The national debt has surpassed a record of $39 trillion on Wednesday, marking a milestone that arrives just weeks into what officials describe as the ongoing U.S.-Israeli war in Iran.
This unprecedented figure highlights competing administration priorities, from advancing a major tax law and boosting defense spending and immigration enforcement to efforts aimed at reducing the national debt—a goal Donald Trump promised to achieve both during his campaign and as president.
According to the Government Accountability Office, rising government debt impacts Americans through higher borrowing costs for mortgages and vehicles, lower wages due to reduced business investment, and increased prices for goods and services.
Budget advocates warn that the long-term trend of escalating debt and interest payments will force future generations to face harsher fiscal tradeoffs.

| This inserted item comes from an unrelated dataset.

Issue #8249, opened 2022-09-17
Feature request: Send null features down both branches


aeftimia:
My understanding is that XGBoost currently handles null values as separate datatypes, and will split on whether the data is null or not before moving on to what the value is if not null. This is very reasonable if the existence of a null value has predictive power over the target variable or even if it is uncorrelated. But consider a demand forecasting problem in which a feature went missing around peak season. An XGBoost model built on this data could learn that missing values of this feature indicate high demand. If the feature being null were a boolean variable, we would of course discard it to prevent the model from considering this conclusion, but XGBoost's approach effectively forces the use of this feature. Since XGBoost is built on decision trees, it is in a unique position to simply ignore null values with a [modified tree learning algorithm](http://mlwiki.org/index.php/Decision_Tree_(Data_Mining)#Handling_Missing_Values). The idea is null features should be treated as weighted leaves in both splits and weighed according to the proportion of leaves with non-null data in each branch.

Of course, this only works if non-null values of the feature generally provide intended predictive power. Going back to the forecasting example, if a feature went live during peak season, then went back offline, null values of the feature could still become an indicator of high demand. That said, dropping the feature entirely in this scenario is probably more sensible. Overall, I'd rather have the option of dropping a mostly useless feature than let a rare instance of its absence potentially spoil its predictive power entirely.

Michael Peterson, chair and CEO of the nonprofit Peter G. Peterson Foundation, stated in a recent comment: “We must recognize this alarming rate of growth and the significant financial burden we are putting on the next generation.”

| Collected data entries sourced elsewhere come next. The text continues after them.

PR #8257, opened 2022-09-21
[Breaking] Switch from rabit to the collective communicator

rongou:
This PR switches the `Rabit` api to `Communicator`, which gives us more flexibility in the collective communication implementation. It's a breaking change, but to most uses, it's a straightforward swap.


trivialfis (commented):
Thank you for the work on swapping out rabit. When it's ready, could you please split up the PR into smaller ones and start with internal C++ changes?

rongou:
@trivialfis the issue is this is a breaking change. Once we change the c++ portion, we have to change the python and java apis too, otherwise the communicator would be uninitialized.

rongou:
@wbo4958 any ideas about the JVM test failures? They seem to pass on my local desktop.

wbo4958:
I will check it today.

wbo4958:
I can repro it locally, which will make life easy.

rongou:
@wbo4958 Thanks for the help with the debugging. Resetting the mocklist seems to have fixed it.

@trivialfis I think this PR is ready for review. It touches a lot of files, but mostly it's a one-to-one swap from rabit to communicator. Thanks!

jvm-packages/xgboost4j-spark/src/main/scala/ml/dmlc/xgboost4j/scala/spark/XGBoost.scala
```diff
@@ -22,7 +22,7 @@ import scala.collection.mutable
 import scala.util.Random
 import scala.collection.JavaConverters._
 
-import ml.dmlc.xgboost4j.java.{IRabitTracker, Rabit, XGBoostError, RabitTracker => PyRabitTracker}
+import ml.dmlc.xgboost4j.java.{Communicator, IRabitTracker, XGBoostError, RabitTracker => PyRabitTracker}
```
trivialfis, line 25: Where is the `IRabitTracker` used?

src/collective/communicator.cu
```diff
@@ -16,7 +17,7 @@ thread_local std::unique_ptr<DeviceCommunicator> Communicator::device_communicat
 
 void Communicator::Finalize() {
   communicator_->Shutdown();
-  communicator_.reset(nullptr);
```
trivialfis, line 19: Could you please share under which case the communicator can still be called after being shut down? I think a nullptr can be a guard for unintentional calls.

src/collective/noop_communicator.h
```diff
@@ -0,0 +1,30 @@
...
+
+#include "communicator.h"
+
+namespace xgboost {
+namespace collective {
+
+/**
+ * A no-op communicator, used for non-distributed training.
+ */
+class NoOpCommunicator : public Communicator {
```
trivialfis, line 15: I see that you have already added checks for non-distributed env in various communicator implementations. Is this still necessary?

src/metric/auc.cu
```diff
@@ -46,7 +45,7 @@ struct DeviceAUCCache {
   dh::device_vector<size_t> unique_idx;
   // p^T: transposed prediction matrix, used by MultiClassAUC
   dh::device_vector<float> predts_t;
-  std::unique_ptr<dh::AllReducer> reducer;
+  collective::DeviceCommunicator* communicator;
```
trivialfis, line 48: If this is now a global instance, we don't have to maintain a pointer to it.

python-package/xgboost/dask.py
```diff
@@ -158,7 +158,7 @@ def _try_start_tracker(
         if isinstance(addrs[0], tuple):
             host_ip = addrs[0][0]
             port = addrs[0][1]
-            rabit_context = RabitTracker(
+            rabit_tracker = RabitTracker(
```
trivialfis, line 161: hmm .. so we still need rabit tracker for downstream projects. Could you please share how federated learning communicates the worker addresses across all workers?

src/collective/communicator.cc
```diff
@@ -12,14 +13,10 @@
 namespace xgboost {
 namespace collective {
 
-thread_local std::unique_ptr<Communicator> Communicator::communicator_{};
+thread_local std::unique_ptr<Communicator> Communicator::communicator_{new NoOpCommunicator()};
```
trivialfis, line 16: See other comments on the no-op, I have some concerns that we will use this accidentally, we have issues where XGBoost failed to establish a working communicator group but proceed with distributed training without explicit error. I haven't been able to tackle those issues due to the complicated network setup others use. But still, it's something that we should have in mind.

trivialfis (commented):
Thank you for the great work on swapping out rabit. Could you please layout the plan for future PRs for 1.7 release? I'm trying to estimate an ETA.

python-package/xgboost/dask.py
rongou: Yes if we use the rabit communicator, which is the default, we still need to start a tracker. I imagine if we switch to something like gloo, then we can get rid of rabit completely.

For federated learning, since we have to start a gRPC server first, we just pass the server address (host:port) to each client.

src/collective/communicator.cc
rongou: On this line https://github.com/dmlc/xgboost/blob/master/rabit/src/engine.cc#L73, rabit provides a default engine if it's not initialized. We have some code that depends on this behavior. The `NoOpCommunicator` is one way to replicate this behavior.

I think the user has to tell us if they are doing distributed training, either by entering the `CommunicatorContext`, or calling `Init` directly. Otherwise we'd have no way of knowing, and can't just return a `nullptr` in case they are not in the distributed mode.

src/collective/communicator.cu
rongou: I think we have some tests that mix distributed training and local training.

src/collective/noop_communicator.h
rongou: As mentioned above, this is needed to replicate the existing rabit behavior.

src/metric/auc.cu
rongou: We still need the device id to get the communicator, which in this class is only passed in during `Init` and not saved. We can probably clean this up once we have better device id management.

rongou (commented):
After this PR, I think the only code change needed is #8279, and then we just need to weak the CI to build with federated learning enabled.

jvm-packages/xgboost4j-spark/src/main/scala/ml/dmlc/xgboost4j/scala/spark/XGBoost.scala
rongou: A couple of private functions https://github.com/dmlc/xgboost/blob/master/jvm-packages/xgboost4j-spark/src/main/scala/ml/dmlc/xgboost4j/scala/spark/XGBoost.scala#L351.

trivialfis: Thank you for sharing.

trivialfis (approved):

src/metric/auc.cu
rongou: Ended up removing these pointers.

trivialfis:
Could you please merge master again?

rongou:
It's up to date.

rongou:
@trivialfis can this be merged? Thanks!

rongou:
@trivialfis @hcho3 can this be merged now? Thanks!

hcho3:
@gnaggnoyil You can choose between Rabit and Federated by passing `{"xgboost_communicator": "[tracker type]"}` to `xgboost.collective.init()`.

As for `xgboost.rabit`, we got rid of the submodule in 1.7.0, but it broke some downstream projects. So we plan to release patch release 1.7.1 to restore it.

Issue #8251, opened 2022-09-21
Misguided Implementation of Saabas' method in `Predict(approx_contribs=True)`


nalzok:
Despite citing the original blog post [Interpreting random forests](https://blog.datadive.net/interpreting-random-forests/), the current implementation of Saabas' method in `RegTree::CalculateContributionsApprox` seems misguided.

https://github.com/dmlc/xgboost/blob/7d43e74e71c1a0f6526fda78d46395c883d14cb0/src/tree/tree_model.cc#L1214-L1218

The trajectory of rising federal debt has been consistent across presidential administrations, with recent surges fueled by wars, pandemic-related spending, and tax cuts. The national debt reached $38 trillion five months ago and $37 trillion two months prior to that.

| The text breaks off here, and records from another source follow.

PR #8269, opened 2022-09-25
Obtain CSR matrix from DMatrix.

trivialfis:
* Obtain CSR matrix from DMatrix.
* Obtain gradient index from Quantile DMatrix.

This is mostly for testing at a higher level. Right now we rely on training a booster to infer that the DMatrix is correctly constructed. With this PR, we can ease the testing process. Also, this has been [requested before](https://github.com/dmlc/xgboost/pull/4759).

The return value from Quantile DMatrix is histogram index instead of cut values as we shift the cut value to include `min_values`, which is not very useful for language bindings.

Unlike most of XGBoost C functions, the caller of C API is required to allocate the memory itself instead of using thread local memory from XGBoost. This is to avoid allocating a huge memory buffer that can not be freed until exiting the thread.

External memory is not supported.

Close https://github.com/dmlc/xgboost/pull/4759 .


include/xgboost/c_api.h
```diff
@@ -761,6 +761,39 @@ XGB_DLL int XGDMatrixNumRow(DMatrixHandle handle,
...
+ *
+ * \param handle the handle to the DMatrix
+ * \param out The output of number of non-missing values
+ *
+ * \return 0 when success, -1 when failure happens
+ */
+XGB_DLL int XGDMatrixNumNonMissing(DMatrixHandle handle, bst_ulong *out);
+
+/*!
+ * \brief Get the predictors from DMatrix as CSR matrix.  If this is a quantized DMatrix,
```
RAMitchell, line 777: Could it be useful to return quantised float values instead of integers?

We could return values such that `bst.predict(quantile_dmat) == bst.predict(xgb.DMatrix(quantile_dmat.get_data()))`

trivialfis: Yes, we can. That's a good argument. I skipped restoring the values because it contains artificially created min and max values, which might be confusing.

trivialfis: Changed the return value to be cut values.

trivialfis:
@RAMitchell Please take another look when you are available.

RAMitchell (approved):

PR #8272, opened 2022-09-26
Init estimation for regression.

trivialfis:


trivialfis:
Some small refactors are coupled in this PR to cleanly split up CPU impl and CUDA impl for utilities.

src/objective/regression_loss.h
```diff
@@ -39,6 +52,15 @@ struct LinearSquareLoss {
 
   static const char* Name() { return "reg:squarederror"; }
   static ObjInfo Info() { return {ObjInfo::kRegression, true, false}; }
+
+  static bool InitEstimation(Context const* ctx, MetaInfo const& info,
+                             linalg::Tensor<float, 1>* base_margin) {
+    CheckInitInputs(info);
+    base_margin->Reshape(1);
+    auto out = base_margin->HostView();
+    out(0) = WeightedMean(ctx, info);
```
RAMitchell, line 61: If you wanted to make a more general implementation that would work for the other loss functions, maybe you could just calculate the gradient/hessian, sum them up and calculate base margin as w=G/H.

trivialfis: We don't have prediction at this stage, as a result there's no gradient. This initialization is to establish the first prediction.

trivialfis: @RAMitchell I believe the scale pos(itive) weight is exclusively for logistic, and I agree that we can remove it.

RAMitchell: You could just predict 0 and get the gradients.

trivialfis:
I will change the init code to all objectives in followups.

trivialfis:
Will extract a small portion of this PR if I can't get everything working in time.

RAMitchell (approved):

Peterson warned: “At the current growth rate, we will hit a staggering $40 trillion in national debt before this fall’s elections. Borrowing trillion after trillion at this rapid pace with no plan in place is the definition of unsustainable.”
White House economic adviser Kevin Hassett estimated on Sunday that the U.S. has already incurred more than $12 billion in costs from the ongoing conflict in Iran, though it remains unclear when the war will conclude.
Representatives from the White House and Treasury Department did not immediately respond to an Associated Press request for comment on the debt milestone Wednesday.